There are one or two, maybe. Like Alasdair. Like his brother, who never quite trusted me, for I was English-sounding, and strange-looking. I had my lonesome ways.

And Gormshuil. She’ll remember me. What a mind she had, tucked inside that hairless skull—what sight, what knowing…
Blood comes,
she said to me.
A man will find you. A man will come to you, and see your iron wrists, your small feet.
What were those words? I brushed them away, as she said them. I thought it was henbane talking, or some half-had dream of hers.

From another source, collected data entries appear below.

PR #3031, opened 2026-09-04
fix(ec2): reclaim instance containers orphaned by a hard restart

allensanborn:
## Summary

`TerminateInstances` flips the record to `shutting-down` synchronously and removes the container on the async executor; launch persists the container id only once Docker has created it. A process killed across either edge (SIGKILL, OOM, `docker kill`) leaves a container on the daemon that no surviving record refers to, so nothing on the next run ever collects it.

This sweeps orphaned EC2 containers on startup, right after the restore loop so anything legitimately revived is already accounted for.

## Type of change

- [x] Bug fix (`fix:`)
- [ ] New feature (`feat:`)
- [ ] Docs / chore

## AWS Compatibility

This is emulator-internal container lifecycle hygiene, not an AWS API behavior change — no wire-protocol implications.

Incorrect behavior: neither existing path reaches these orphans. `Ec2Service.stopManagedContainers` only runs on the graceful `ShutdownEvent`, and the startup restore loop's `needsMetadataRegistration` deliberately skips records in `terminated` or `shutting-down`. Once `pruneTerminatedInstances` drops the record an hour later, the container is unreferenced for good.

Containers are matched on the existing `io.floci.service=ec2` identity label and removed only when no live record claims them. Stopped instances are explicitly not orphans — their containers are what `StartInstances` revives — so a record in any non-terminal state keeps its container. The sweep is scoped by a new `floci_owner_port` label to this Floci's own API port, since several emulators can share one Docker daemon and an unscoped sweep would reap a sibling's live instances. Containers created before this label existed carry no owner and are never swept.

Configurable via `FLOCI_SERVICES_EC2_RECONCILE_CONTAINERS_ON_STARTUP` (default `true`).

Note: upstream's #2029 independently landed the launch-cleanup half of this fix (`createAndStartContainer`/`failLaunch`/`isLaunchCancelled`); this PR carries only the startup reconciler, which upstream still lacks.

## Checklist

### DIFF
--- a/docs/services/ec2.md
+++ b/docs/services/ec2.md
@@ -654,6 +654,7 @@ State is reported settled rather than transitional, as elsewhere in this service
 | `FLOCI_SERVICES_EC2_MOCK` | `false` | Skip Docker; instances jump directly to final state (useful for tests) |
 | `FLOCI_SERVICES_EC2_AWS_FAITHFUL_PRIVATE_IP` | `false` | Report the CFN/subnet-allocated private IP instead of the container bridge IP; routing and IMDS are unaffected |
 | `FLOCI_SERVICES_EC2_CONTAINER_IPS_ROUTABLE` | auto-detect | Whether an instance's container IP is reachable from the machines consuming Floci's API (Terraform, Terratest, your shell). When it is, DescribeInstances and DescribeAddresses report the container IP, so port 22 really is port 22; when it is not, they report `127.0.0.1` and reachability goes through the published high host ports. Detected by a throwaway TCP connect; set explicitly when Floci itself runs as a container |
+| `FLOCI_SERVICES_EC2_RECONCILE_CONTAINERS_ON_STARTUP` | `true` | On startup, remove instance containers this Floci left on the daemon whose record did not survive the restart or came back terminated; stopped instances are never swept |
 
 ## Requirements
 
--- a/src/main/java/io/github/hectorvent/floci/config/EmulatorConfig.java
+++ b/src/main/java/io/github/hectorvent/floci/config/EmulatorConfig.java
@@ -2041,6 +2041,18 @@ public interface EmulatorConfig {
          */
         Optional<Boolean> containerIpsRoutable();
 
+        /**
+         * When true, Floci removes on startup any EC2 instance container left on the Docker
+         * daemon by a previous run of <em>this same</em> Floci (matched by the
+         * {@code floci_owner_port} label) whose instance record did not survive the restart, or
+         * came back already terminated. Stopped instances are never swept — their containers are
+         * exactly what StartInstances revives.
+         *
+         * Env var: FLOCI_SERVICES_EC2_RECONCILE_CONTAINERS_ON_STARTUP
+         */
+        @WithDefault("true")
+        boolean reconcileContainersOnStartup();
+
         /** Port on the Floci host for the IMDS HTTP server (169.254.169.254 equivalent). */
         @WithDefault("9169")
         int imdsPort();
--- a/src/main/java/io/github/hectorvent/floci/services/ec2/Ec2ContainerManager.java
+++ b/src/main/java/io/github/hectorvent/floci/services/ec2/Ec2ContainerManager.java
@@ -103,6 +103,19 @@ public class Ec2ContainerManager {
      * Containers created before this label existed carry no owner and are therefore never swept.
      */
     static final String LABEL_OWNER_PORT = "floci_owner_port";
+
+    /**
+     * Identity of the Floci deployment that owns a container, for scoping the startup sweep.
+     * The API port alone collides when two independently namespaced Flocis share a Docker daemon
+     * on the same internal port, and each would then reap the other's live containers. Composing
+     * the documented resource namespace in front of it separates exactly those deployments; an
+     * unnamespaced single Floci keeps the bare port it already stamped.
+     */
+    private String ownerIdentity() {
+        String ns = config.docker() == null || config.docker().resourceNamespace() == null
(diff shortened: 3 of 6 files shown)


allensanborn:
Thanks - all three are real, and I've verified each against the code rather than just taking the summary at face value. Fixed in 4422e688.

**Account identity dropped (P1).** Confirmed. `instanceContainerStillWanted` called `instances.get(key(region, instanceId))`, and `key()` is only `region + "::" + id`. Since `reconcileOrphanedContainers` runs from `@PostConstruct` there is no request context, so `AccountAwareStorageBackend` resolves to the default account and a non-default-account record reads as absent - the sweep would then remove a container still backing a live instance. Now goes through a `findAnyInstance()` helper that consults every account, following the same `instanceof`-and-fall-back shape `findAnyVpcEntry()` already uses in this class. The lookup is read-only, so per `findAnyAccount`'s contract a cross-account hit stays in its owner's partition rather than forking a copy.

**Owner ports can collide (P1).** Confirmed, and agreed it's lower-probability than the first but worth closing. Ownership is now `docker.resource-namespace` composed in front of the port, since that config already exists for precisely this case ("Useful when multiple Floci processes share one Docker daemon"). An unnamespaced single Floci still stamps the bare port, so nothing changes for the common deployment.

**Missing `application.yml` entry (P2).** Confirmed - `reconcile-containers-on-startup` is now in the main `application.yml`, per the AGENTS.md rule that repository YAML defines effective runtime behavior.

Added `reconcileOrphanedContainersSparesAnotherNamespacesContainerOnTheSamePort`. I checked it's a real guard and not a tautology: with the old port-only ownership restored it fails (`expected: <1> but was: <0>`), and passes with the fix. Full `Ec2ContainerManagerTest` is green.

allensanborn:
Good catch, and the impact was worse than the comment says. Fixed in 9fb4dcd8.

`Ec2ServiceConfig` maps to `floci.services.ec2` - its own env var name says so (`FLOCI_SERVICES_EC2_RECONCILE_CONTAINERS_ON_STARTUP`) - and `application.yml` has an `ec2:` block under *both* `storage.services` and `services`. I added the key to the storage one.

The consequence is not a silently ineffective toggle. SmallRye rejects a key that maps to no root rather than ignoring it, so this was `SRCFG00050 ... does not map to any root` at startup: every `@QuarkusTest` failed to boot (55 occurrences, all Errors and zero Failures across the four shards), and the native images built fine but could not start, which is why every `compat-*` and `sdk-test-*` job died at exit 124.

My mistake was verifying the previous round with `mvnw compile` only. A compile cannot catch a config-mapping error, so I have re-verified this one by actually booting the app: `Ec2ImageCatalogTest` (a `@QuarkusTest`) passes and no `SRCFG00050` remains.

Also noting for the record, since it is cosmetic and I have left it alone: `LABEL_OWNER_PORT` still reads `floci_owner_port` although `ownerIdentity()` now composes namespace and port. The label key string is unchanged so behaviour and the `EmulatorConfig` javadoc are both still accurate; only the constant name under-describes the value now. Happy to rename it if you would prefer.

allensanborn:
CI is green on 9fb4dcd8 apart from one job, `native arm64 / compat-opentofu`, which I believe is a flake rather than this change. Evidence, since I cannot rerun it myself:

```
Error: creating IAM Role (floci-compat-lambda-exec): operation error IAM: CreateRole,
https response error StatusCode: 409, EntityAlreadyExists:
Role with name floci-compat-lambda-exec already exists.
```

The container in that job is fresh (`docker run -d --name floci`, no state volume), and the server log has exactly one `Created IAM role: floci-compat-lambda-exec` at 12:43:31,821, inside the same apply window. tofu logs `Creating...` once and then gets the 409. That shape is an SDK retry of a slow `CreateRole` whose first attempt had already succeeded server side; the emulator was busy in parallel at the time (elasticache 34s, kinesis 20s, sqs 25s in the same apply).

Nothing in this PR reaches IAM: the diff is EC2 container reconciliation plus one config key (`git diff upstream/main...HEAD` touches only `Ec2ContainerManager`, `Ec2Service`, `EmulatorConfig`, `application.yml`, `docs/services/ec2.md` and the EC2 test), the job runs with `FLOCI_SERVICES_EC2_MOCK=true`, and the reconciler runs at `@PostConstruct` before any apply, removing only containers labelled `io.floci.service=ec2`. The sibling `native arm64 / compat-terraform` passed 67/67 on the same image, and compat-opentofu passed on several other runs within the hour.

I want to be precise about the strength of that claim: I could not find the same failure on main's history, so I am calling it a flake by mechanism rather than by prior occurrence. A rerun would settle it, and I do not have permission to trigger one.

Worth noting separately: `CreateRole` is not retry-idempotent here. A retried create that already succeeded returns `EntityAlreadyExists` where real IAM would too, so this may be faithful behaviour rather than a bug, but it does make the compat suite sensitive to emulator latency. Happy to file that as its own issue if it is useful.

For the record on the earlier rounds, both remaining open threads are addressed at this head: the account-identity P1 (`Ec2Service.findAnyInstance` now goes through `AccountAwareStorageBackend.findAnyAccount`) and the missing YAML entry (now at `application.yml` under `floci.services.ec2`).

hectorvent (approved):
Thank you, and thank you for verifying each Greptile point against the code rather than the summary; the account-scoped lookup and the owner identity that composes the namespace with the port are exactly the two things that make a shared daemon safe. Keeping stopped instances out of the sweep is the right line.

**(follow-up, separate PR)** The new `FLOCI_SERVICES_EC2_RECONCILE_CONTAINERS_ON_STARTUP` variable could join `docs/configuration/environment-variables.md`.

No blockers from my side.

But blood was spilled, in Glencoe, like she said. Blood did come.

 

 

A
MAN
will find you.

I hear these words, now.

A man will find you. Iron wrists.

Some things we know. We hear them, and think
I know
—like we’ve always had the knowledge waiting in ourselves. And I know. She was right. There was a light in Gormshuil when she said
iron wrists
—a wide, astonished light, as if she’d never been so sure. Like how a deer is, when it lifts its head and sees you, and is scared—for it knows you are real, and breathing, and that you’ve crouched there all this while.

 

 

S
O
I wait. With my shackles, and dirt.

I wait, and he comes. A man I’ve never met is riding to my cell.

When I tuck up in the straw, I stare into the dark and see my other lives. I see the bogs, the glen. But I also see his face.

His spectacles.

His neat, buckled shoes, and leather case.